[Dataset entries]

Issue #3986, opened 2024-06-28
deltachat-desktop on Linux misuses XDG configuration location for storing cached data, not just configuration


dkg:
I am testing DeltaChat 1.46.1 on Debian stable (12.5).

It looks to me like DeltaChat is storing configuration information, application state, application data, and ephemeral (cached) material all within `~/.config/DeltaChat`.

The [XDG basedir spec](https://specifications.freedesktop.org/basedir-spec/basedir-spec-latest.html) identifies `~/.config` (as `$XDG_CONFIG_HOME`) specifically for "user-specific configuration".  However, i see at least two things stored here that are definitely not local configuration:

- logfiles written to `~/.config/DeltaChat/logs/` (these should probably be logged to the system's journal)
- cached data written to `~/.config/DeltaChat/{Cache,GPUCache,Code Cache,DawnWebGPUCache,DawnGraphiteCache}` (these should probably live in `$XDG_CACHE_HOME/DeltaChat`, or `~/.cache/DeltaChat`, if `$XDG_CACHE_HOME` is unset)

farooqkz:
Thanks even I didn't know that. Yeah it makes perfect sense that cache data should live in their own home not someone else's.

@Simon-Laux Who is in charge of Cache? I mean what part of Desktop?

Simon-Laux:
electron is, not sure yet how to change that, might be electron api that we call on startup (like a chrome cli switch, or standard electron api), might be an env var, or electron-builder config. or if we are unlucky it's an upstream issue in electron.

nicodh:
There is an old issue still unsolved but still active discussed:
https://github.com/electron/electron/issues/8124
and a project related to that problem: https://github.com/danisztls/ephemeral

Simon-Laux:
The tauri edition is better in this aspect.

- Logfile:
   - on macos it is stored in the log directory of the system: `~/Library/Logs/chat.delta.desktop.tauri`
   - but on linux it logs are stored together with userdata in `~/.local/share/chat.delta.desktop.tauri/`, though we can change this more easily than in electron. (and we probably should change it because of deltachat/deltachat-tauri#8, though I'm skeptical about writing them to the systems journal, because it would increase friction for users to send us the logfiles)
- Cache:
   - no cache in the data folder, it looks like it is stored in `~/.cache/deltachat-tauri/` instead

Not much we can do on electron. there is an api to set the file location of the browser session, but there is no api to set cache directory for these sessions separately.

[...]

PR #6742, opened 2026-09-15
fix: move Electron cache and skip protocol registration in portable mode

nicodh:
Reduce traces created by deltachat portable version on Windows

#public-preview


nicodh:
Tested on Win11

There is no AppData/Roaming/DeltaChat folder anymore!

Edit: so maybe this could be a fix for Chrome cache location #3986 also?

WofWca (approved):

John-foobar-Doe:
When & where can I download a new release or build containing this fix?

nicodh:
> When & where can I download a new release or build containing this fix?

We will have a new release soon - probably during next week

■ Instructions for the task ■
Reproduce every line of the entries above, unchanged, from the very first one down to and including the line containing "It looks to".

■ Exercise result ■
Issue #3986, opened 2024-06-28
deltachat-desktop on Linux misuses XDG configuration location for storing cached data, not just configuration


dkg:
I am testing DeltaChat 1.46.1 on Debian stable (12.5).

It looks to me like DeltaChat is storing configuration information, application state, application data, and ephemeral (cached) material all within `~/.config/DeltaChat`.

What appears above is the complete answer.